At creation, God set before Adam a prospective reward for his labors. The number 7 denotes completion or perfection in the Scriptures. From the very beginning, God was showing His image bearer that there was a completion or consummation goal for man and for all of creation. If Adam had obeyed the test not to eat of the fruit of the Tree of the Knowledge of Good and Evil, he then would have entered into the everlasting rest–together with all those who would descend from him, as the covenantal representative of humanity. God was showing Adam that there was an eternal reward set before Him. The condition of his entering into this rest was perfect and continual obedience. Adam failed to do this so God instituted the second Covenant and sent His Son as the last Adam who labored for our redemption. Now, we enter into that eternal rest that is set before us by faith alone in Christ alone (Hebrews 4). Heaven is a place of rest, a holy place and a place of blessing. At creation, God rested from His labors and blessed and sanctified the Sabbath Day. All of these descriptions are descriptions of Heaven–a place of rest, holiness and blessing. All those in Christ will “enter into” God’s rest, holiness and blessing. When we meet together to worship God in Christ, we have a foretaste of that heavenly rest in the here and now. Geerhardus Vos expressed this idea about the Sabbath Day so well when he noted that “although it is in a certain sense the image of higher rest and heavenly bliss, it was at the same time a foretaste of that rest and insofar the signified thing itself.”

7. God set apart sacred time to help us better see our need for Jesus Christ, who entered into time and labored in agony on the cross to secure that rest for our souls. Jesus worked for our salvation; then, He rested from His labors on the Old Covenant Sabbath as He lay dead in the tomb. In His work and in His rest, we have had our salvation accomplished for us. As Israel was commanded to “stand still and see the salvation of the Lord” as they faced what seemed like their inevitable destruction (i.e.trapped between the Egyptians and the Red Sea), so we are to do the same as we face the inevitability of the eternal judgment that we deserve for our sin. In the same way, Israel was told, on the Day of Atonement (Lev. 16), “you shall afflict your souls, and do no work at all” (Lev. 16:29). When we hear the Lord Jesus crying out “It is finished,” and are told that “He by Himself made purification for our sins” we are assured that He is able to provide what He promised when He said, “Come to Me, all you who labor and are heavy laden, and I will give you rest.Take My yoke upon you and learn from Me, for I am gentle and lowly in heart, and you will find rest for your souls”  (Matt. 11:28-29).

Jonathan Edwards summed up the rest-providing nature of Christ’s redemptive work when he wrote:

Christ’s resting from the work of redemption is expressly spoken of as being parallel with God’s resting from the work of creation.

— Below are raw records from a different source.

PR #38, opened 2022-02-22
Feature add (temporary) localplay API for use with the mobile client

slax57:
## Content

Related Trello Card: https://trello.com/c/nxx9Sz2D/25-3-as-norbert-i-want-to-play-even-when-im-not-at-home

Implements these operations:

```javascript
@Controller('localplay/games')
export class LocalplayGamesController {

    @Post('')
    initNewGameState(
        @Body() params: { size?: number }
    ): GameState {
        return initNewGameState(params.size);
    }

    @Put('')
    updateGameState(
        @Body() params: { previousGameState: GameState, nextMove: Coordinates }
    ): GameState {
        return updateGameState(params.previousGameState, params.nextMove);
    }

}
```

## Checklist

- [x] Fix (some of the) semantic of the existing REST operations
- [x] Refactor web-app code into modules (games and users)
- [x] Add a new module (containing a controller) for the temporary localplay API


web-app/src/app.module.ts
```diff
@@ -1,22 +1,15 @@
...
-    TypeOrmModule.forRootAsync({
-      useFactory: async () =>
-        Object.assign(await getConnectionOptions(), {
-          autoLoadEntities: true,
-        }),
-    }),
-    TypeOrmModule.forFeature([Game, User]),
+    GamesModule,
+    UsersModule,
+    GamesModule,
```
atilbian: LocalplayGamesModule instead ?

web-app/src/localplay/games/localplay.games.controller.ts
```diff
@@ -0,0 +1,22 @@
+import { Body, Controller, Post, Put } from '@nestjs/common';
```
atilbian: Why do you choose to not set localplay files at the top of the localplay directory ?

web-app/src/localplay/games/localplay.games.controller.ts
```diff
@@ -0,0 +1,22 @@
...
+import { GameState, initNewGameState, updateGameState } from '../../common/gameState';
+import { Coordinates } from '../../common/utils';
+
+@Controller('localplay/games')
```
atilbian: What about adding an "api" prefix into rest api endpoint for non ssr controllers ?

atilbian:
The mix of new nestjs modules and cli/commons folders is getting weirder. I know we'll pull them out later but we could create a "module" subfolder to group them all together for now ?

web-app/src/common/utils.ts
```diff
@@ -1,4 +1,4 @@
-import { Game } from 'src/entities/game.entity';
```
atilbian, line 1: I know this was done in a previous merge and I didn't see it then but I think all the entity related stuff doesn't belong here because it's very specific to the web application

web-app/src/localplay/games/localplay.games.controller.ts
slax57: Since the REST route I chose is `'localplay/games'` I figured this would be more coherent. Do you disagree?

web-app/src/localplay/games/localplay.games.controller.ts
slax57: good idea 🙂

slax57:
> The mix of new nestjs modules and cli/commons folders is getting weirder. I know we'll pull them out later but we could create a "module" subfolder to group them all together for now ?

I prefer keeping the ability to use nest CLI to generate modules for us, and I don't know if we can configure nest to create modules inside a 'module' folder...

web-app/src/games/games.controller.ts
```diff
@@ -0,0 +1,64 @@
...
+
+    @Get(':id')
+    @Render('game')
+    async getGame(@Param('id') id: number, @Req() req: Request): Promise<GameAndStatus> {
+        const game = await this.gameService.findGameById(id);
+        return this.gameService.getGameAndStatus(game, req.sessionID);
+    }
+
+    @Post(':id')
+    @Render('game')
```
Clebiez, line 48: I'm not sure but if it's an API, why did you use Render annotation ?

web-app/src/games/games.service.spec.ts
```diff
@@ -39,13 +39,13 @@ const mockUsersRepository = {
   },
 };
 
-describe('AppService', () => {
-  let appService: AppService;
+describe('GameService', () => {
+  let gameService: GamesService;
```
Clebiez, line 58: Your gameService is a variable which will mutate between different tests.

It's a bad practice and you should avoid that.

Each `it` function should be completely independant, obviously you can use "beforeEach" and "afterEach" but you must never be able to grab a variable which is updated from another test.

If you have a test with no call to `updateGameState`, but you assert something, this assert pass but the feature doesn't work because the board that you expected is wrong.
Also you can't be certified that every tests runs will run your test in the same order.
Prefer setting the game in a beforeEach by calling `getBoardStateFromFile` every time.

atilbian:
> > The mix of new nestjs modules and cli/commons folders is getting weirder. I know we'll pull them out later but we could create a "module" subfolder to group them all together for now ?
> 
> I prefer keeping the ability to use nest CLI to generate modules for us, and I don't know if we can configure nest to create modules inside a 'module' folder...

Ok so we can stay with this for now.

web-app/src/localplay/games/localplay.games.controller.ts
atilbian: Since this is probably a temporary endpoint I think we can leave it !

web-app/src/games/games.controller.ts
atilbian: The rest api is in the localplay module. Here it's our SSR module so we still need to target a template to render.

web-app/src/games/games.service.spec.ts
slax57: Opened [this issue](https://github.com/marmelab/Hex/issues/45) for this topic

Heb. 4:10, “For he that is entered into his rest, he also hath ceased from his own works, as God did from his.”

Now Christ rested from his works when he rose from the dead, on the first day of the week. When he rose from the dead, then he finished his work of redemption. His humiliation was then at an end: he then rested and was refreshed. — When it is said, “There remains a rest to the people of God;” in the original, it is, a Sabbatism, or the keeping of a Sabbath: and this reason is given for it, “For he that entered into his rest, he also hath ceased from his own works, as God did from his.”